An early Henbane potion was dedicated to Apollo, the Greek god of healing and disease. A Henbane potion could cure the madness brought on by those under the influence of that other Greek deity, Dionysus and his own potions. In small doses however, a Henbane potion can be calming and act as a sedative, inducing a state of divine madness where Dionysus could bring on prophecy and visions.
A Henbane potion to the witches of the middle ages, could be used as one of the ingredients of their flying potion. The hallucinogenic qualities of a Henbane potion can certainly give one the feeling of flying, or being suspended in air. Another quality of the flying ointment when using a Henbane potion is that the person affected by it would remember nothing of it the next day.
Related to both Mandrake and Datura, in mythology, the leaves and roots of Henbane are the most noxious parts, though all parts of the plant is poisonous.
Medea once prepared a Henbane potion to give to Jason to make him impervious to pain whilst searching for the Golden Fleece. It finds its way most naturally into Judaic culture as the most widely growing plant on the surviving west wall of the temple in Jerusalem.
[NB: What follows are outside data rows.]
PR #1178, opened 2021-08-27
Merge nrcan branch changes into master

ckirney:


mdahlhausen (changes requested):
I've reviewed the merge.  See comments below.  You may want to run rubocop once more to confirm you have proper syntax throughout.
There were two other comments we may want to address before the merge - the need to 'touch' the weather file in simulation.rb, and the require calls and hardcoded paths in btap_cli/test/space_type.rb.  I'm mark this as request changes for now and will approve/merge once we've got those two comments addressed.

btap/envelope.rb lines 837, 839 - rubocop or vs ||

lib/openstudio-standards/standards/necb/NECB2011/qaqc/necb_qaqc.rb line 630 - rubocop or vs ||

standards/necb/ECMS/hvac_systems.rb line 2889 - you may want to include defaults here for the optional arguments, as there is no error checking if left blank

lib/openstudio-standards/utilities/simulation.rb line 104 - this comment is quite concerning.  Is this something we should address before merging?

utilities/btap_cli/tests/space_type.rb - there are two require calls here.  If this test is in standards, both of these gems should already be loaded so these require calls are redundant.  I also think the hardcoded os_standards_local_lib_path on line 6 and others on line 14 and 60 will cause you some issues.  Use "#{File.dirname(__FILE__) or something like that instead.

IainMacdonald:
@mdahlhausen in relation to the 'touch' hack some more details. I can describe this in more detail next week.
We generally run our models via PAT. We have a custom version of server running (essentially it ties into nrcan branch of standards so is currently linked to 3.0.1 of standards). At some point the simulations on server stopped working. With a whole load of debugging I discovered that the model was not finding the weather file (despite it being present in the folder and the correct path being in the model). When I ran the osw in the worker node using the CLI everything worked (using the CLI command from the next line of code). I cannot remember all the things I did (copying the weather file etc) but eventually stumbled on just 'touching' the file to get it to work. As we know this does nothing other than updating the date stamp on the file so I really cannot explain why it works, nor can I explain why it was not working before! 
Let me now if there are any specific things yo want me to check before the meeting. I can send our scripts through (they are all probably based on NRCan/NRELs if you go back far enough - but we have a lot of changes) if that would help - but its probably easier for me to talk through what we've done.

mdahlhausen:
@tijcolem see the above about a potential issue with OS server and the OS CLI

ckirney:
I updated the above issue to resolve some of the issues identified by @mdahlhausen including:
-The identified rubocop issues were resolved
-The standards/necb/ECMS/hvac_systems.rb line 2889 issue now covers all possible options
-The utilities/btap_cli/tests/space_type.rb file was moved to lib/openstudio-standards/btap/utilities/ since it is a script developed to prepare a specific set of files to work better with BTAP so some of the hard coded paths cannot necessarily be easily generalized.
-The touch statement was removed from lib/openstudio-standards/utilities/simulation.rb line 104 but the issue it intended to resolve will be discussed further and hopefully a better solution can be developed

mdahlhausen (approved):
Thanks for making the requested changes.  I've tagged @tijcolem on this thread to continue the touch file issue.  We will address that in a separate branch/pull-request.

tijcolem:
@IainMacdonald To me, the only explanation where usage of touch would make sense to me is if the file just didn't exist in the run folder and some check was preventing it to proceed w/o the presence of the file. touch will create an empty file if it doesn't exit.  

If you have a the code handy, maybe you can do a long file listing in the run directory before you call touch and see associated permissions and even cat out the contents of the weather file.  

Also, you can open up an issue at https://github.com/NREL/OpenStudio-server with steps to reproduce and we can look into it and figure out what is causing it.

IainMacdonald:
Hi @tijcolem - I agree. The file existed and had the correct contents - from memory I had tried doing another copy etc which worked but made no sense (not that touching the file makes much sense either). Its easy enough for me to reproduce with my tool chain so can demo that. I'll also try and document it with the main branch of server (but I may be short of time to do that).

Ingesting Henbane potions, or the plant itself makes the pupils dilate and the heart palpitate. A bit more leads to vivid hallucinations, delirium and if too much is taken, coma, followed by death. Though there are many medicinal properties of Henbane, it’s advised that unless you are very skilled in the ways of herbalism, you take care not to ingest any part of the plant, brush against it with open sores or wounds, and after handling it, wash your hands immediately.
In small doses, a common practice in northern Europe was used early on in the production of beer, before hops took its place. The downside to this practice was the more one drank beer brewed with Henbane, the thirstier one became. Bewitching indeed.